CGCNN Workflow
CGCNN_VFE is a repository conisting of training and testing data for both Bader charges and vacancy formation energies for each atom within a Ni-Cu-Au-Pd HEA alloys phase space. This includes data from 18 binary constituent alloys, 18 ternary constituent alloys, and 5 quaternary alloys. Updated crystal graph convolutional neural networks (CGCNN) are used to predict Bader charges and vacancy formation energies. Examples for both are found in the '/bc_files/' and '/vfe_files/' folders, respectively. To create new data, use the 'create_model_inputs.ipynb' Notebook in the '/pre_and_post_processing/' folder by loading in a relaxed structure and its Bader charge and vacancy formation energy data.
CHGNet Workflow
CHGNet is also fine-tuned and utilized to relax HEA structures with good accuracy. An example of how to fine-tune CHGNet is found in the '/chgnet_files/' folder. Once structures are relaxed (either via DFT or CHGNet), they can be passed through the saved Bader charge and vacancy formation energy models to obtain both accurately for any given structure.

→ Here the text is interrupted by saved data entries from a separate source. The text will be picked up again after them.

PR #2437, opened 2025-03-23
Updates for trl 0.16.0 - mostly for GRPO

winglian:


salmanmohammadi:
Very nice - does it run OK?

src/axolotl/core/trainers/grpo/__init__.py
```diff
@@ -52,6 +52,18 @@ def set_training_args_kwargs(cls, cfg):
             if trl.vllm_max_model_len:
                 grpo_args_kwargs["vllm_max_model_len"] = trl.vllm_max_model_len
 
+            if trl.vllm_server_host:
```
salmanmohammadi: Are these arguments compatible with `use_vllm`? Should we ensure it's one or the other - the user has either spawned their own vLLM process or wants to handle it in the trainer?

winglian: Trl no longer spawns the vllm server in the trainer and relies on the end user to manage that via trl vllm-serve.

salmanmohammadi: Ugh that's annoying.

Would it be worth checking if the configured vllm server is online if `use_vllm` and erroring out otherwise before we kick of the trainer?

winglian: the grpo trainer will also do this at runtime, so we probably don't need to do that separately.

src/axolotl/core/trainers/grpo/trainer.py
```diff
@@ -2,108 +2,68 @@
...
-        self, model: PreTrainedModel, args: GRPOConfig
-    ) -> PreTrainedModel:
-        """Enables gradient checkpointing for the model."""
-        # pylint: disable=unused-argument,redefined-builtin
-        gradient_checkpointing_kwargs = args.gradient_checkpointing_kwargs or {}
-        use_reentrant = (
-            "use_reentrant" not in gradient_checkpointing_kwargs
-            or gradient_checkpointing_kwargs["use_reentrant"]
+    @profiling_decorator
+    def _move_model_to_vllm(self):
```
winglian, line 25: we still have to override this method b/c the unwrapped model still seems to have a double prefix and I can't convince upstream that this is an issue.

src/axolotl/cli/vllm_serve.py
```diff
@@ -0,0 +1,122 @@
...
+        :param cli_args: additional command-line arguments
+
+    Returns:
+        process_id: the process id of the started VLLM server
+    """
+    cfg = load_cfg(config)
+    model = cfg.base_model
+    tensor_parallel_size = cli_args.tensor_parallel_size
+    host = cli_args.host
+    port = cli_args.port
```
NanoCode012: Should this be passable via config yaml?

src/axolotl/cli/args.py
```diff
@@ -35,6 +35,61 @@ class TrainerCliArgs:
     num_processes: Optional[int] = field(default=None)
 
 
+@dataclass
+class VllmServeCliArgs:
+    """Dataclass with CLI arguments for `axolotl vllm-serve` command."""
```
NanoCode012, line 40: Could we have documentation on how GRPO should be run now? Are users expected to run vllm_serve first?

src/axolotl/core/trainers/grpo/trainer.py
NanoCode012: Why does it have double prefixes ? Is it a side effect from grpo or zero3?

Do we need to add a link to the upstream Issue for future ref?

tests/e2e/multigpu/solo/test_grpo.py
```diff
@@ -98,18 +98,38 @@ def test_llama_dora(self, temp_dir, num_gpus):
...
+            "NCCL_P2P_LEVEL": "LOC",
+            "CUDA_VISIBLE_DEVICES": "1",
+            **current_env,
+        }
+        vllm_process_id = start_vllm(
+            cfg.base_model,
+            env=env,
+            quiet=True,
+            wait=60,
+            gpu_memory_utilization=0.15,
```
NanoCode012, line 186: Do you need to limit this GPU to use this little memory?

src/axolotl/cli/args.py
```diff
@@ -35,6 +35,61 @@ class TrainerCliArgs:
...
+        },
+    )
+    enable_prefix_caching: Optional[bool] = field(
+        default=None,
+        metadata={
+            "help": "Whether to enable prefix caching in vLLM. If set to `True`, ensure that the model and the "
+            "hardware support this feature."
+        },
+    )
+    wait: Optional[int] = field(
```
salmanmohammadi: Should we set a reasonable default here?

src/axolotl/cli/main.py
```diff
@@ -14,7 +14,12 @@
 from dotenv import load_dotenv
 
 import axolotl
-from axolotl.cli.args import EvaluateCliArgs, PreprocessCliArgs, TrainerCliArgs
+from axolotl.cli.args import (
+    EvaluateCliArgs,
+    PreprocessCliArgs,
+    TrainerCliArgs,
+    VllmServeCliArgs,
```
salmanmohammadi, line 21: very optional nit: `vLLMServeCliArgs`

src/axolotl/cli/vllm_serve.py
```diff
@@ -0,0 +1,122 @@
...
+
+    gpu_memory_utilization = (
+        cfg.trl.vllm_gpu_memory_utilization or cli_args.gpu_memory_utilization
+    )
+    dtype = cfg.trl.vllm_dtype or cli_args.dtype
+    max_model_len = cfg.trl.vllm_max_model_len or cli_args.max_model_len
+    enable_prefix_caching = (
+        cfg.trl.enable_prefix_caching or cli_args.enable_prefix_caching
+    )
+    wait = cli_args.wait
```
salmanmohammadi: Yeah I wonder if we should just grab these from `cfg.trl.vllm`?

src/axolotl/cli/vllm_serve.py
```diff
@@ -0,0 +1,122 @@
...
+            except requests.exceptions.RequestException:
+                pass
+
+            time.sleep(1)
+
+    if wait and not started:
+        print(
+            f"VLLM server process did not start within {wait} seconds. Please check your server logs."
+        )
+        process.kill()
```
salmanmohammadi: Do we also need to cleanup the vLLM process?

src/axolotl/cli/vllm_serve.py
```diff
@@ -0,0 +1,122 @@
...
+    if max_model_len := kwargs.get("max_model_len"):
+        cmd.extend(["--max-model-len", str(max_model_len)])
+    if kwargs.get("enable_prefix_caching"):
+        cmd.extend(["--enable-prefix-caching"])
+
+    # print out the command to be executed
+    print(" ".join(cmd))
+
+    # start `trl vllm-serve` command in the background and capture the process id
+    process = subprocess.Popen(  # pylint: disable=consider-using-with
```
salmanmohammadi: I'm slightly confused here - If I run `trl vllm_serve` it opens a subprocess which does `trl vllm_serve`? Where does the `vllm serve` command happen?

src/axolotl/core/trainers/grpo/__init__.py
salmanmohammadi: How are these args configured through `trl vllm_serve`?

src/axolotl/core/trainers/grpo/trainer.py
```diff
@@ -2,108 +2,68 @@
...
-    def _enable_gradient_checkpointing(
-        self, model: PreTrainedModel, args: GRPOConfig
-    ) -> PreTrainedModel:
-        """Enables gradient checkpointing for the model."""
-        # pylint: disable=unused-argument,redefined-builtin
-        gradient_checkpointing_kwargs = args.gradient_checkpointing_kwargs or {}
-        use_reentrant = (
-            "use_reentrant" not in gradient_checkpointing_kwargs
-            or gradient_checkpointing_kwargs["use_reentrant"]
+    @profiling_decorator
```
salmanmohammadi, line 24: TLDR why we're overriding?

src/axolotl/core/trainers/grpo/__init__.py
salmanmohammadi: Ah I see they're configured through the top-level config.
So if the user hasn't done `trl vllm_serve` does the GRPO TRL trainer handle it?

src/axolotl/core/trainers/grpo/trainer.py
winglian: I tried to get trl to include proper handling of some weird double wrapping that's happening see https://github.com/huggingface/trl/pull/2818, but they changed it in my PR 🤷

src/axolotl/cli/args.py
winglian: yeah, I'll make a follow up PR on GRPO docs

tests/e2e/multigpu/solo/test_grpo.py
winglian: it's a small model and if you don't vllm will by default allocate 90% of the GPU memory, which doesn't leave much left for actual training

src/axolotl/cli/args.py
winglian: This is getting dropped from the CLI portion since the CLI doesn't work with subprocessing it, so it will inherently be blocking/waiting.

src/axolotl/cli/vllm_serve.py
winglian: is process.kill not sufficient?

src/axolotl/cli/vllm_serve.py
winglian: originally it was `axolotl vllm-serve config.yaml` that called `trl vllm-serve ...` , the reason being is that we can automatically handle the model name and other things from our own yaml and set those on trl. Now we simply call the module directly and don't subprocess it from the cli. We still subprocess it for tests though.

src/axolotl/cli/vllm_serve.py
```diff
@@ -31,16 +31,18 @@ def do_vllm_serve(
...
-    tensor_parallel_size = cli_args.get("tensor_parallel_size")
-    host = cli_args.get("host")
-    port = cli_args.get("port")
 
-    gpu_memory_utilization = cfg.trl.vllm_gpu_memory_utilization or cli_args.get(
+    tensor_parallel_size = cfg.vllm.tensor_parallel_size or cli_args.get(
+        "tensor_parallel_size"
+    )
+    host = cfg.vllm.host or cli_args.get("host")
+    port = cfg.vllm.port or cli_args.get("port")
```
winglian: this should be reversed, prefer cli overrides

src/axolotl/cli/vllm_serve.py
```diff
@@ -31,16 +31,18 @@ def do_vllm_serve(
...
+    gpu_memory_utilization = cfg.vllm.gpu_memory_utilization or cli_args.get(
         "gpu_memory_utilization"
     )
-    dtype = cfg.trl.vllm_dtype or cli_args.get("dtype")
-    max_model_len = cfg.trl.vllm_max_model_len or cli_args.get("max_model_len")
-    enable_prefix_caching = cfg.trl.enable_prefix_caching or cli_args.get(
+    dtype = cfg.vllm.dtype or cli_args.get("dtype")
+    max_model_len = cfg.vllm.max_model_len or cli_args.get("max_model_len")
+    enable_prefix_caching = cfg.vllm.enable_prefix_caching or cli_args.get(
```
winglian: @SalmanMohammadi Do we need to add a pydantic model for vllm?

src/axolotl/core/trainers/grpo/__init__.py
winglian: the trl trainer simply errors iirc, but the trainer no longer has support for starting the vllm server

src/axolotl/cli/vllm_serve.py
winglian: I went ahead and added this, so should be good to go

src/axolotl/cli/vllm_serve.py
```diff
@@ -0,0 +1,121 @@
...
+        process_id: the process id of the started VLLM server
+    """
+    cfg = load_cfg(config)
+    model = cfg.base_model
+
+    tensor_parallel_size = cfg.vllm.tensor_parallel_size or cli_args.get(
+        "tensor_parallel_size"
+    )
+    host = cfg.vllm.host or cli_args.get("host")
+    port = cfg.vllm.port or cli_args.get("port")
```
winglian:
```suggestion
    host = cli_args.get("host") or cfg.vllm.host
    port = cli_args.get("port") or cfg.vllm.port
```

salmanmohammadi (approved):

src/axolotl/cli/args.py
salmanmohammadi: I've updated the docs.

PR #2446, opened 2025-03-25
expandable segments by default

casper-hansen:
## Motivation and Context

This helped me train with 65k context in axolotl. A common problem at this context length is high memory pressure and fragmentation, which the following default will help alleviate.

## How has this been tested?

I tested with/without and the job crashes without this in PyTorch. At this point, this optimization is common (e.g. it's on by default in Unsloth).

There is a [long blog post](https://www.gilesthomas.com/2024/07/fine-tuning-5) written about this and it concludes that this variable should generally be used.

### DIFF
--- a/src/axolotl/cli/train.py
+++ b/src/axolotl/cli/train.py
@@ -1,7 +1,10 @@
 """CLI to run training on a model."""
 
+import os  # noqa
+# Reduce memory fragmentation in PyTorch for less VRAM usage and more stable training.
+os.environ["PYTORCH_CUDA_ALLOC_CONF"] = "expandable_segments:True"
+
 import logging
-import os
 from pathlib import Path
 from typing import Union
 


salmanmohammadi:
Hi @casper-hansen. Thanks so much for opening this. We already set `expandable_segments` to True [here](https://github.com/axolotl-ai-cloud/axolotl/blob/a9b0733f2c6be3a41ce4b8af8481599f0cf78064/src/axolotl/utils/__init__.py#L42), but we don't override the user's choice if set. 

I'm curious why your job crashes - do you already have `expandable_segments` set in your environment?

casper-hansen:
> Hi @casper-hansen. Thanks so much for opening this. We already set `expandable_segments` to True [here](https://github.com/axolotl-ai-cloud/axolotl/blob/a9b0733f2c6be3a41ce4b8af8481599f0cf78064/src/axolotl/utils/__init__.py#L42), but we don't override the user's choice if set.

Ahh, I didn't see this. 

> I'm curious why your job crashes - do you already have `expandable_segments` set in your environment?

I think it may have been a user error. Closing this for now!

winglian:
So I think we need to add set_pytorch_cuda_alloc_conf to do_train as we broke the feature when we wrapped the train in the axolotl cli

casper-hansen:
> So I think we need to add set_pytorch_cuda_alloc_conf to do_train as we broke the feature when we wrapped the train in the axolotl cli

Not sure where `axolotl train` ends up in the code, but that's what I'm using

PR #2447, opened 2025-03-25
Set the pytorch_cuda_alloc_conf env in the train module

winglian:
Thanks to @casper-hansen for #2446 as a nudge to check where we call `set_pytorch_cuda_alloc_conf()`. It used to get set correctly when we called train, but after the cli refactor, it got moved there, but the cli subsequently calls a subprocess to launch `-m axolotl.cli.train` so we need to make sure it gets included in that path.


djsaunde (approved):
Yup. Meant to do this earlier 😓

salmanmohammadi (approved):

PR #2449, opened 2025-03-27
gemma3 packing fixes

winglian:
transformers needs attention mask dropped in order for sliding window attention to work properly with flash attention


ehartford:
Thank you

ehartford:
Thank you

PR #2451, opened 2025-03-27
add multimodal chat conversion for  multiple choice format

bursteratom:
# Description


NanoCode012:
I think this is an uncommon dataset format to be adding support for?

To install the modified CGCNN model and setup a virtual environment with the appropriate requirements, it is recommended to first set up a virtual environment using Conda:
conda create -n cgcnn_vfe python=3.12
conda activate cgcnn_vfe
Clone the main brach of the repository:
git clone https://github.com/Materials-Computation-Data-Science-MCDC/CGCNN_VFE.git
Or clone a specific branch:
git clone -b <branch_name> https://github.com/Materials-Computation-Data-Science-MCDC/CGCNN_VFE.git
Then move to cgcnnVFE directory and install in editable (-e) mode.
cd cgcnnVFE
pip install -r requirements.txt
pip install -e .
If you use these models or the workflow, please cite the following publication:
Files and Jupyter Notebooks for recreating the figures in the publication are found in the '/pre_and_post_processing/' folder.